PR #187, opened 2022-04-25
Feature/185 update create credential jwt

cmcWebCode40:
- [x] Added veridaContextName in vc object

Fixes #187


tahpot (approved):
Thanks @cmcWebCode40 -- looks good :)

cmcWebCode40:
@tahpot, 

The new change I made was to modify the` createCredentialJWT()` method so it accepts the `veridaContextName` used in opening a  public profile.

## The Issue 

- We tried sending creating a VC from the `demo-credential`  app, but the logged-in `issuer`'s profile `contextName` from the demo-app, is `Verida: Vault` meanwhile the library tries to use the issuer app `contextName`   which is `Verida: Verifiable Credential Demo` different from the profile contextName  `Verida: Vault`, this caused an error in the account-explorer-demo because it was unable to look up the profile with the app `contextName` (Verida: Verifiable Credential ).

But this works for the `credential-mgt-platform` demo because the same app contextName was for used setting a public profile.

## Solution
So we have to pass the  profile `contextName` as an argument in the` createCredentialJWT()` which solves this problem

what are your thoughts on this approach?

tahpot:
@cmcWebCode40 

No, this change is not correct.

The `account-explorer-demo` needs to lookup the the profile with the app context name (Verida: Verifiable Credential). If not found, it needs to lookup `Verida: Vault` as a fallback.

This is the logic used by the Vault.

cmcWebCode40:
> so we may need to consider a bit of tooling in the SDK to make this easier?
 using the Verida: Vault as a fallback sounds good I will have to test again and  @andy-verida will test as well in the vault.

andy-verida:
@tahpot, @cmcWebCode40 and I tested together and confirm the fallback approach to the default context `Verida: Vault` works. the code looks sth like this
```
const MAX_PROFILE_RETRY = 2
export async function getPublicProfile(
  did: string,
  contextName = VERIDA_CONTEXT_NAME
) {
  let ctxName = contextName
  const retryNumber = ctxName === VERIDA_CONTEXT_NAME ? 1 : MAX_PROFILE_RETRY
  const client = AccountManager.getInstance().getClient()
  for (let t = 1; t <= retryNumber; t++) {
    if (t === MAX_PROFILE_RETRY) {
      ctxName = VERIDA_CONTEXT_NAME
    }

    try {
      const publicProfile = await client?.openPublicProfile(
        did,
        ctxName,
        'basicProfile'
      )
      const name = await publicProfile?.get('name')
      const avatar = await publicProfile?.get('avatar')

      return {
        name: name || 'Unknown',
        avatar: avatar || DefaultAvatar,
      }
    } catch (error: any) {
      Sentry.captureException(error)
    }
  }
}
```

tahpot:
> Though I prefer code to be implemented at the app level, but not sure should we make it into the `openPublicProfile` function inside client lib so we can avoid repeating code in many apps?

I think this will be a common issue, so yes lets do that.

What if there is an extra fourth parameter to `openPublicProfile()` called `fallbackContext = "Verida: Vault"`?

It will default to "Verida: Vault", but could be set to nothing if the app doesn't want the fallback.

@andy-verida Feel free to create an issue and PR with that change if you agree.

andy-verida:
> What if there is an extra fourth parameter to `openPublicProfile()` called `fallbackContext = "Verida: Vault"`?

@tahpot looks good, I created a new issue here https://github.com/verida/verida-js/issues/194

tahpot (changes requested):
This can not be approved as it adds `issuerName` functionality that is not necessary.

packages/verifiable-credentials/test/create-credentials.test.ts
```diff
@@ -20,17 +20,23 @@ describe('Credential tests', function () {
 
         beforeEach(async function () {
 
-            appContext = await connectAccount(config.PRIVATE_KEY_1, config.VERIDA_CONTEXT_NAME, EnvironmentType.TESTNET);
+            appContext = await connectAccount(config.PRIVATE_KEY_1, config.VERIDA_CONTEXT_NAME, EnvironmentType.TESTNET, config.ISSUER_NAME);
```
tahpot, line 23: issuer name

packages/verifiable-credentials/src/utils.ts
```diff
@@ -11,7 +11,7 @@ import config from './config';
  * @returns  an application {context} of the connected account
  */
 
-export async function connectAccount(privateKey: string, contextName: string, environment: EnvironmentType): Promise<Context> {
+export async function connectAccount(privateKey: string, contextName: string, environment: EnvironmentType, issuerName: string): Promise<Context> {
```
tahpot, line 14: issuer name

packages/verifiable-credentials/test/share-credentials.test.ts
```diff
@@ -16,7 +16,7 @@ describe('Share Credential tests', function () {
         let createdUri = ''
 
         beforeEach(async function () {
-            appContext = await connectAccount(config.PRIVATE_KEY_1, config.VERIDA_CONTEXT_NAME, EnvironmentType.TESTNET);
+            appContext = await connectAccount(config.PRIVATE_KEY_1, config.VERIDA_CONTEXT_NAME, EnvironmentType.TESTNET, config.ISSUER_NAME);
```
tahpot, line 19: issuer name

tahpot (changes requested):
Tagging issuer name references

tahpot (approved):
Thanks @cmcWebCode40, all approved.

- - -

* WHAT YOU SHOULD DO *
Take from the entries every line that has the string "extra".

* RESULT *
What if there is an extra fourth parameter to `openPublicProfile()` called `fallbackContext = "Verida: Vault"`?
> What if there is an extra fourth parameter to `openPublicProfile()` called `fallbackContext = "Verida: Vault"`?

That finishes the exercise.